Les esprits plus sérieux sont moins agités que les précédents. Et les constats des siècles
passés leur fait prendre en considération les conclusions obtenues par les intelligences qui
comprennent ce premier danger de la foule, source d'égarement. « Moi, je suis d'avis qu'une chose,
bien qu'elle ne soit pas honteuse en elle-même, semble cependant l'être puisqu'elle est louée par la
foule. » (Cicéron, De Finibus, 2, 15). Pour déjouer ces mouvements populaires et populistes qui
mènent la gouvernance comme les gouvernés vers l'impasse, il convient de se former à la science
politique en particulier et à la philosophie en universel. Or dans ce domaine, il y a un maître, celui
qui fût le père de la pensée aristocratique occidentale, laquelle gouverna 2000 ans après lui :
Aristote. Il va produire la civilisation hellénique et le réalisme en philosophie. Ses successeurs
influencèrent l'occident jusqu'à la forme du régime. Cette pensée nourrît la France en particulier qui
la conjugua avec les révélations catholiques vers le paraclet. L'âge d'or français naquit et des esprit
chevaleresques et brillants virent le jour comme nulle par ailleurs. Saint Thomas d'Aquin en fit la
somme. Cette philosophie repose sur une méthode dont l'accès peut sembler difficile aux
intelligences communes qui arpentent les plateaux de télévision tout en ne sachant pas même la
différence entre la substance et l'essence d'un sujet... mais pour le Français lambda qui s'en instruit,
elle devient simple et d'une efficacité redoutable. « Comme le dit Cicéron, ce qui a paru dur
s’adoucit par l’usage. » ( Quintilien, Institution Oratoire, Livre 1, chapitre 5).
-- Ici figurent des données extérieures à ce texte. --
PR #918, opened 2025-02-24
Adding support for Prometheus CRDs

gantrior:
* Depends on https://github.com/solarwinds/swi-k8s-opentelemetry-collector/pull/919 (contains also its diff)
* Adding `crd` subchart which contains Prometheus Operator CRDs
    * Adding CRDs to our heml chart recommended by [Otel Operator doc](https://github.com/open-telemetry/opentelemetry-operator/tree/main/cmd/otel-allocator):
    > The easiest way to do this is to grab a copy of the individual [PodMonitor](https://github.com/prometheus-community/helm-charts/blob/main/charts/kube-prometheus-stack/charts/crds/crds/crd-podmonitors.yaml) YAML and [ServiceMonitor](https://github.com/prometheus-community/helm-charts/blob/main/charts/kube-prometheus-stack/charts/crds/crds/crd-servicemonitors.yaml) YAML custom resource definitions (CRDs) from the [Kube Prometheus Operator’s Helm chart](https://github.com/prometheus-community/helm-charts/tree/main/charts/kube-prometheus-stack/charts).
    * the reason is that we need it to be in `crds` Helm folder so that it is applied before anything else, but in `crds` folder in cannot be conditional. Therefore we add it as subchart where whole subchart is covered with the condition. 
* For dev purposes installing Prometheus Operator instead of raw prometheus. This brings some default ServiceMonitors with which the chart can be tested. 
* Updated Otel Operator to the version that matches current version of Otel Collector (`0.116.0`)
* Deploying `OpenTelemetryCollector` CR in `statefulset` mode with TargetAllocator enabled and configured to scrape only Prometheus endpoints
    * Pipeline is 90% same as node_collector's discovery pipeline, with few minor modifications
    * `common.fullname` was modified to be able to define custom max_length as StatefulSet in kubernetes must be at most 52 characts to be able to deploy Pods (see https://github.com/kubernetes/kubernetes/issues/64023)
    * Adding default `autoscaler` option (configurable through `values.yaml`)
    * Adding default options for `serviceMonitorSelector`, `podMonitorSelector`, `probeSelector` and `scrapeConfigSelector` (configurabled through `values.yaml`)
    * Added `wait-for-certmanager` that runs when `certmanager.enabled` is set to `true`
    * Added `wait-for-operator` that runs when `operator.enabled` is set to `true`
    * `imagePullSecrets` is set to ServiceAccount as there is no configuration for it in `OpenTelemetryCollector` CR
* Bumping as `4.4.0-alpha.15`

### DIFF
--- a/deploy/helm/templates/operator/discovery-collector.yaml
+++ b/deploy/helm/templates/operator/discovery-collector.yaml
@@ -1,0 +1,487 @@
+{{- if .Values.otel.metrics.autodiscovery.discovery_collector.enabled }}
+apiVersion: opentelemetry.io/v1beta1
+kind: OpenTelemetryCollector
+metadata:
+  # name is limitted to 41, as `-collector` is autoadded by the operator and statefulset can have maximum 52 characters
+  name: {{ include "common.fullname" (tuple . "-discovery" 41) }} 
+  namespace: {{ .Release.Namespace }}
+  labels:
+{{ include "common.labels" . | indent 4 }}
+  annotations:
+    "helm.sh/hook": post-install,post-upgrade
+    "helm.sh/hook-weight": "2"
+spec:
+  mode: statefulset
+  autoscaler:
+    {{- if .Values.otel.metrics.autodiscovery.discovery_collector.autoscaler }}
+{{ toYaml .Values.otel.metrics.autodiscovery.discovery_collector.autoscaler | nindent 4 }}
+    {{- else }}
+    minReplicas: 1
+    maxReplicas: 5
+    targetCPUUtilization: 80
+    targetMemoryUtilization: 80
+    {{- end }}
+  targetAllocator:
+    enabled: true
+    serviceAccount: {{ include "common.fullname" . }}
+    prometheusCR:
+      enabled: true
+      scrapeInterval: {{ quote .Values.otel.metrics.prometheus.scrape_interval }}
+      serviceMonitorSelector: 
+        {{- if .Values.otel.metrics.autodiscovery.discovery_collector.targetAllocator.serviceMonitorSelector }}
+{{ toYaml .Values.otel.metrics.autodiscovery.discovery_collector.targetAllocator.serviceMonitorSelector | nindent 8 }}
+        {{- else }}
+        matchExpressions: 
+          - key: sw.ignore
+            operator: NotIn
+            values:
+            - "true"
+        {{- end }}
+      podMonitorSelector: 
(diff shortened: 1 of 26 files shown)


deploy/helm/templates/operator/discovery-collector.yaml
```diff
@@ -0,0 +1,487 @@
...
+    serviceAccount: {{ include "common.fullname" . }}
+    prometheusCR:
+      enabled: true
+      scrapeInterval: {{ quote .Values.otel.metrics.prometheus.scrape_interval }}
+      serviceMonitorSelector: 
+        {{- if .Values.otel.metrics.autodiscovery.discovery_collector.targetAllocator.serviceMonitorSelector }}
+{{ toYaml .Values.otel.metrics.autodiscovery.discovery_collector.targetAllocator.serviceMonitorSelector | nindent 8 }}
+        {{- else }}
+        matchExpressions: 
+          - key: sw.ignore
```
etichy, line 35: Why sw.ignore NotIn true vs sw.ignore In false?

gantrior: I wanted to cover all ServiceMonitors that don't even have any `sw.ignore` label defined, so basically just exclude those that have specificly `sw.ignore=true` label.

deploy/helm/templates/operator/wait-for-credmanager.yaml
```diff
@@ -0,0 +1,30 @@
...
+            - |
+              while [ "$(kubectl get pods -n {{ .Release.Namespace }} -l app.kubernetes.io/name=certmanager \
+                -o 'jsonpath={..status.conditions[?(@.type=="Ready")].status}')" != "True" ]; do
+                kubectl get pods -n {{ .Release.Namespace }} -l app.kubernetes.io/name=certmanager
+                kubectl get pods -n {{ .Release.Namespace }} -l app.kubernetes.io/name=certmanager -o 'jsonpath={..status.conditions[?(@.type=="Ready")].status}'
+                echo "Waiting for certmanager to be ready..."
+                sleep 5
+              done
+      restartPolicy: Never
+  backoffLimit: 4
```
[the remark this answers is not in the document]
gantrior: ok it makes sense to define the limit, I defined `activeDeadlineSeconds: 300` which should cover all retries all together

deploy/helm/templates/operator/discovery-collector.yaml
etichy: make sense

etichy (approved):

Conférence : initiation à la pensée droite.
https://www.youtube.com/watch?v=TGSDeMXp0sY


Cette philosophie présente une méthode, laquelle a plusieurs particularités. Elle est
polymorphe, car à chaque sujet la méthode s'adapte et permet d'en faire une correcte appréhension.
Elle est pluridisciplinaire, car un sujet appartient à un certain domaine, et il convient qu'un sujet
politique et un sujet poétique ne soient pas traités de la même façon. Elle est universelle car il n'y a
pas de sujet qui lui échappe, qu'il soit matériel ou immatériel. Et elle est fondatrice de ce que les
Français appellent « le bon sens » chez ceux qui n'ont pas terminé leur instruction mais qui s'y
conforment sans le savoir. Ce faisant, la méthode exigent de ceux qui la pratiquent une application
particulière à condamner l'usage « des idées » dans l'action. « La bonne délibération est une
certaine rectitude. » (Aristote, Ethique à Nicomaque, tr. J. Tricot, 6, 10). Mais dans une société qui                                                                                                                          abreuve ses esclaves naturels de chimères platoniciennes par des contenus invraisemblables,
prendre en considération cette menace idéaliste est déjà une difficulté que peu seront prêts à relever.
La même remarque est faite en religion. C'est pourtant l'enseignement de cette philosophie et de la
religion catholique qui permet le mieux de saisir la pensée des aristocrates français qui ont fait la
France. « Mais s'il est peu de personnes qui soient portées pour la noblesse, est-ce notre faute ? »
(Cicéron, Plaidoyer pour Plancius, 7). Cela relève du libre arbitre. L'important est que tous, les plus
droits comme les plus déréglés, en soient informés pour leur donner l'opportunité de choisir.
Conférence : les idéologies et la réponse philosophique.
https://www.youtube.com/watch?v=WDuUA51_dXc

Les Français qui poursuivent les deux apprentissages -philosophique et théologique-
découvrent alors ce qu'est la noblesse de l'âme et acquièrent le discernement des dangers guettant la                                                                                                                  roture qui en est dépourvue (sauf accident). Or la philosophie conclue à la mise en œuvre de la
vertu. L'esprit édifié se trouvera alors dans le devoir de réagir pour protéger les sujets de France de
leurs propres égarements et de ceux des autres qui les dominent. « Vous vous affermirez contre
l'infortune , en jetant les yeux sur les misères d'autrui, et en vous rappelant que vous êtes hommes. »
(Pensées morales d'Isocrate, CXXX). Lorsque le discernement grandit, les dérèglements
apparaissent. L'organisation de ceux-ci deviennent systémiques. Ils s'immiscent de façon insidieuse
dans le droit, jusque dans l'écriture des lois.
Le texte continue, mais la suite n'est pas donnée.